## The problem:
From the first line of the entries below, reproduce everything exactly through the line with "PR #196, opened 2018-12-04", and nothing more.

## Exercise inputs:
*** Block opens ***

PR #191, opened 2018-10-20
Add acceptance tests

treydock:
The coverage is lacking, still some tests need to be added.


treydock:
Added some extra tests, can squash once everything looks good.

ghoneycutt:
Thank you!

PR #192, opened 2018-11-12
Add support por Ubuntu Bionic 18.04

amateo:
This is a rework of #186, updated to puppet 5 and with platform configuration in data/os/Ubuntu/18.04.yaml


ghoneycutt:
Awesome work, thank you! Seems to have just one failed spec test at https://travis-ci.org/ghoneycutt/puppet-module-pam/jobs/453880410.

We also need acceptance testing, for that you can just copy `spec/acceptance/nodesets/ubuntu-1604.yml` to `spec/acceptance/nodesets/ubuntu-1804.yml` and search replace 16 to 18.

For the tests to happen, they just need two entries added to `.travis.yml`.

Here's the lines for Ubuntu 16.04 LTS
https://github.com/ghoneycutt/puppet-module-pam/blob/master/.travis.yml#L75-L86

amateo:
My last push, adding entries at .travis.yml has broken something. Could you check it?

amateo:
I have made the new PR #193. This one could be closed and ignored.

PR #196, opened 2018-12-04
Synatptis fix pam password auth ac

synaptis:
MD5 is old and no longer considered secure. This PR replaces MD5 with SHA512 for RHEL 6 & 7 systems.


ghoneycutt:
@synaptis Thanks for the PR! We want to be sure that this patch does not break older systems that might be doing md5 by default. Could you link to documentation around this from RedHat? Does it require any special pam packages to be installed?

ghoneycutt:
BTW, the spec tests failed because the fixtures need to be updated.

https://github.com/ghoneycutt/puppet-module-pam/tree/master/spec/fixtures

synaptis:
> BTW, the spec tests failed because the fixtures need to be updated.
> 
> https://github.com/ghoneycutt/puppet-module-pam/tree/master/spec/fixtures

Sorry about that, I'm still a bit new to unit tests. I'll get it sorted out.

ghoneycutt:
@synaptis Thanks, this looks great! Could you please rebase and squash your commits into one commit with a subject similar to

*** Block closes ***

## Written reply:
PR #191, opened 2018-10-20
Add acceptance tests

treydock:
The coverage is lacking, still some tests need to be added.


treydock:
Added some extra tests, can squash once everything looks good.

ghoneycutt:
Thank you!

PR #192, opened 2018-11-12
Add support por Ubuntu Bionic 18.04

amateo:
This is a rework of #186, updated to puppet 5 and with platform configuration in data/os/Ubuntu/18.04.yaml


ghoneycutt:
Awesome work, thank you! Seems to have just one failed spec test at https://travis-ci.org/ghoneycutt/puppet-module-pam/jobs/453880410.

We also need acceptance testing, for that you can just copy `spec/acceptance/nodesets/ubuntu-1604.yml` to `spec/acceptance/nodesets/ubuntu-1804.yml` and search replace 16 to 18.

For the tests to happen, they just need two entries added to `.travis.yml`.

Here's the lines for Ubuntu 16.04 LTS
https://github.com/ghoneycutt/puppet-module-pam/blob/master/.travis.yml#L75-L86

amateo:
My last push, adding entries at .travis.yml has broken something. Could you check it?

amateo:
I have made the new PR #193. This one could be closed and ignored.

PR #196, opened 2018-12-04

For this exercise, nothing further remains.